Let a_{ij}\, be the (n-1)\times(n-1)\, matrix obtained by deleting the i^{th}\, row and j^{th}\, column of A\,. Then we may fix any row i\, and expand the determinant along that row

\det A = \sum_{j=1}^n A_{ij} (-1)^{i+j}\det a_{ij}\,,

and since the determinant of the transpose of a matrix is equal to the determinant of the matrix, we may alternatively fix any column j\, and expand the determinant along that column

\det A = \sum_{i=1}^n A_{ij} (-1)^{i+j}\det a_{ij}\,.

The algorithm terminates because the determinant of a 1\times 1\, matrix is equal to the only element of that matrix.

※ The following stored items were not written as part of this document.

PR #3825, opened 2023-07-16
Add option in proj CLI to use a CRS

### LINKED ISSUE #3824: proj_factors produces wrong results with EPSG:2222 (ft)
Looking for the behaviour of proj_factors with with a CRS in feet, I found that it returns a huge value

#### Example of problem
I guess there is no option in `proj` CLI to pass a CRS identifier. So I modified the file `gie_self_tests.cpp`. Sorry for the hack.

```diff
diff --git a/test/unit/gie_self_tests.cpp b/test/unit/gie_self_tests.cpp
index 434822b0..9d7ef11e 100644
--- a/test/unit/gie_self_tests.cpp
+++ b/test/unit/gie_self_tests.cpp
@@ -509,9 +509,11 @@ TEST(gie, info_functions) {
 
     // Test with a projected CRS
     {
-        P = proj_create(PJ_DEFAULT_CTX, "EPSG:3395");
-
+        P = proj_create(PJ_DEFAULT_CTX, "EPSG:2222");
+        a.lp.lam = proj_torad(-110.1666);
+        a.lp.phi = proj_torad(31);
         const auto factors2 = proj_factors(P, a);
+        std::cout << "******" << factors2.meridional_scale << std::endl;
 
         EXPECT_EQ(factors.angular_distortion, factors2.angular_distortion);
         EXPECT_EQ(factors.meridian_parallel_angle,

```

With this input (using a system in ft) the meridional_scale is `3.51837e+07`. However, with EPSG:26948 (the equivalent CRS in m), the escale is `0.9999` (the expected value)

#### Problem description
The huge meridional_scale value makes no sense. The other factors are nonsense as well.
Debuging the code, I saw that with EPSG:2222 (and NOT with EPSG:26948) it gets into the function `fwd_prepare` in `fwd.cpp`. In the line 108
```c
coo.lp.lam = (coo.lp.lam - P->from_greenwich) - P->lam0;
```
it changes `coo.lp.lam` from a small value (near zero) to something like 1.9 radians.

I guess that the problem is that it was previously "adjusted" in factors.cpp, line 65
```
lp.lam -= P->lam0;
```
Reached this point I do not know how to fix it without breaking anything else.

#### Expected Output
`proj_factors` produce meaningful values for any CRS, including CRS in feet.

#### Environment Information
 - Operation System Information: Ubuntu 22.04

#### Installation method
 - compiled

jjimenezshaw:
Following #3824 , to easily apply `proj` on the projection of a projected CRS, this PR adds the option `-C`.
It follows the same logic as in function `proj_factors`, that is to compute the projection from the CRS to the geographic underlying CRS.

This PR does NOT fix #3824.

Example of usage:

```
echo -110.16666 31 | proj -C EPSG:26948 -V 
#Transverse Mercator
#	Cyl, Sph&Ell
#	approx
# +proj=tmerc +lat_0=31 +lon_0=-110.166666666667 +k=0.9999 +x_0=213360 +y_0=0
# +ellps=GRS80
#Final Earth figure: ellipsoid
#  Major axis (a): 6378137.000
#  1/flattening: 298.257222
#  squared eccentricity: 0.006694380023
Longitude: 110d9'59.976"W [ -110.16666 ]
Latitude:  31dN [ 31 ]
Easting (x):   213360.64
Northing (y):  0.00
Meridian scale (h) : 0.99990000  ( -0.01 % error )
Parallel scale (k) : 0.99990000  ( -0.01 % error )
Areal scale (s):     0.99980001  ( -0.02 % error )
Angular distortion (w): 0.000
Meridian/Parallel angle: 90.00000
Convergence : 0d0'0.012" [ 0.00000343 ]
Max-min (Tissot axis a-b) scale error: 0.99990 0.99990
```

 - [x] Tests added


jmckenna:
thanks @jjimenezshaw very useful!

jjimenezshaw:
BTW, I chose `-C` just due to "CRS". If there is a more consistent option among the CLI programs, I can use a different one. Just let me know.

busstoptaktik:
Perhaps skip the flag and just parse whether it looks like a CRS, rather than a PROJ definition?

rouault:
> Perhaps skip the flag and just parse whether it looks like a CRS, rather than a PROJ definition?

I was just going to suggest the same thing.  cs2cs has logic to be able to deal with things like "cs2cs EPSG:foo EPSG:bar" or "cs2cs +proj=... +to + proj=...." automatically.

Here I believe that the criterion would be "argvVector.empty() && eargc >= 1", and consider eargv[0] as the CRS code instead of being the first file

rouault:
Hum while fixing #3824, I'm wondering what we should do if allowing to pass CRS by codes when they have northing/easting axis order:
- should we normalize to easting/northing order ?  That way in verbose mode, the "Easting (x)" and "Northing (y)" labels will be OK
- or should we output with axis axis order of the CRS ? If so, then we should switch the values in verbose mode.
At the very least this will deserve documentation.

Note that the proj utility didn't honour the (now deprecated) +axis= modifier which was a cs2cs / pj_transform() thing and ignored by the pj_fwd() logic .

jjimenezshaw:
> what we should do if allowing to pass CRS by codes when they have northing/easting axis order

I was making myself the same question. Somehow I have a preference to keep the CRS order (to be consistent with the printed pipeline). But it is not very strong opinion.

See that the problem is not only with CRS codes (or wkt). If you pass the pipeline with the units or axis order (or anything that is not the "standar" way probably) #3824 still fails (probably you realized that already).

jjimenezshaw:
In case it is not clear: the CRS definition can be anything that works with "from user input". Can be a code, a WKT, a PROJJSON, etc.
I want to study later how it works with a derived projected (enabling that case in the if statement).

jjimenezshaw:
I applied the same criterion as in #3826 for the proj_factors calls (not for the projection calls).
I am still thinking about the axis order. Is there any function to easily know if the `PJ*` object has swapped axis?

rouault:
> Is there any function to easily know if the `PJ*` object has swapped axis?

With the C++ API: CRS::mustAxisOrderBeSwitchedForVisualization()

jjimenezshaw:
> mustAxisOrderBeSwitchedForVisualization

Unfortunately the linker does not find it. Anyhow, the check was easy with the C++ object.

The output of a northing-easting CRS is something like this:
```
echo 9 0 | ./bin/proj EPSG:3044 -V
#Transformation pipeline manager
# +proj=pipeline +step +proj=utm +zone=32 +ellps=GRS80 +step +proj=axisswap
# +order=2,1
#Final Earth figure: ellipsoid
#  Major axis (a): 6378137.000
#  1/flattening: 298.257222
#  squared eccentricity: 0.006694380023
Longitude: 9dE [ 9 ]
Latitude:  0dN [ 0 ]
Northing (y):  0.00
Easting (x):   500000.00
Meridian scale (h) : 0.99960000  ( -0.04 % error )
Parallel scale (k) : 0.99960000  ( -0.04 % error )
Areal scale (s):     0.99920016  ( -0.07998 % error )
Angular distortion (w): 0.000
Meridian/Parallel angle: 90.00000
Convergence : 0d [ -0.00000000 ]
Max-min (Tissot axis a-b) scale error: 0.99960 0.99960
```

jjimenezshaw:
Is there anything missing in this PR? (behavior, feature or documentation)

docs/source/apps/proj.rst
```diff
@@ -172,6 +172,13 @@ also used for supporting files like datum shift files.
     Usage of *+opt* varies with projection and for a complete description
     consult the :ref:`projection pages <projections>`.
 
+.. versionadded:: 9.3.0
+
+    *{crs}* is one of the possibilities accepted by proj_create(), provided it
```
kbevers:
```suggestion
    *{crs}* is one of the possibilities accepted by :c::func:`proj_create()`, provided it
```

kbevers: Further down the page an example using proj with a CRS would be nice as well

kbevers (approved):
Looks good to me, but a few minor things should be improved in the docs

docs/source/apps/proj.rst
jjimenezshaw: Done

PR #3826, opened 2023-07-17
proj_factors(): make it work with projected CRS with non-metre unit and/or northing/easting axis order (fixes #3824)

### LINKED ISSUE #3824: proj_factors produces wrong results with EPSG:2222 (ft)

rouault:


jjimenezshaw:
thanks @rouault

PR #3834, opened 2023-07-19
Avoid C++ exceptions to be thrown (and caught) when parsing strings like '+proj=longlat +datum=WGS84 +type=crs'

rouault:
This makes it more friendly with debuggers under Windows, and should help workarounding https://github.com/MapServer/MapServer/issues/6915 (note however that the issue in that ticket is more a 'system level' issue than a PROJ bug)


jmckenna:
Tested with MSVC and works great.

Defining m_{ij} = \det a_{ij}\, to be the minors of A\,, and C_{ij} = (-1)^{i+j} m_{ij}\, to be the cofactors of A\,, these formulas are alternatively written as

\det A = \sum_{j=1}^n A_{ij} C_{ij}\,,

or

\det A = \sum_{i=1}^n A_{ij} C_{ij}\,.

Furthermore, consider the product A C^T\,. The i,i\, entry is equal to \det A\,, while the i,k\neq i\, entry is the Laplace expansion of the determinant of a matrix with two identical rows, and is therefore 0\,. Thus, calling C^T = adj(A)\, the adjugate,

A \,adj(A) = (\det A) I\,,

where I\, is the identity. The Laplace expansion therefore gives one way of calculating the inverse of a matrix.

Proof

Recall that the determinant of a square n\times n\, matrix A\, is given by

\det A \equiv \sum_{\pi} (-1)^{I(\pi)} \prod_{i=1}^n A_{i \pi(i)}\,,

where \pi \in S_n\, is some permutation of (1,2,3...,n)\,, i.e., an element of the permutation group S_n\,, and I(\pi)\,, called the inversion number of \pi\,, the number of pairwise exchanges needed on \pi\, to obtain (1,2,3...,n)\,. I.e., \sgn(\pi) \equiv (-1)^{I(\pi)}\, is 1\, if \pi\, is an even permutation of (1,2,3...)\, and -1\, otherwise.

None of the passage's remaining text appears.